(Beginning of Entries provided)

PR #4670, opened 2026-03-30
Perform a change which was part of PR 4669, but omitted by mistake

eernstg:
This is an update that should have been performed as part of #4669, but was omitted by mistake: The requirement that parameters (in general) in an augmentation chain should have the same name is obsolete; this requirement is satisfied by construction with named parameters, and it is superseded by new rules for positional parameters. Hence, this PR removes that requirement.


eernstg:
@lrhn, friendly ping.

(End of Entries provided)

§ Task prompt
The response should repeat the whole listing exactly.

§ Solution for this exercise
PR #4670, opened 2026-03-30
Perform a change which was part of PR 4669, but omitted by mistake

eernstg:
This is an update that should have been performed as part of #4669, but was omitted by mistake: The requirement that parameters (in general) in an augmentation chain should have the same name is obsolete; this requirement is satisfied by construction with named parameters, and it is superseded by new rules for positional parameters. Hence, this PR removes that requirement.


eernstg:
@lrhn, friendly ping.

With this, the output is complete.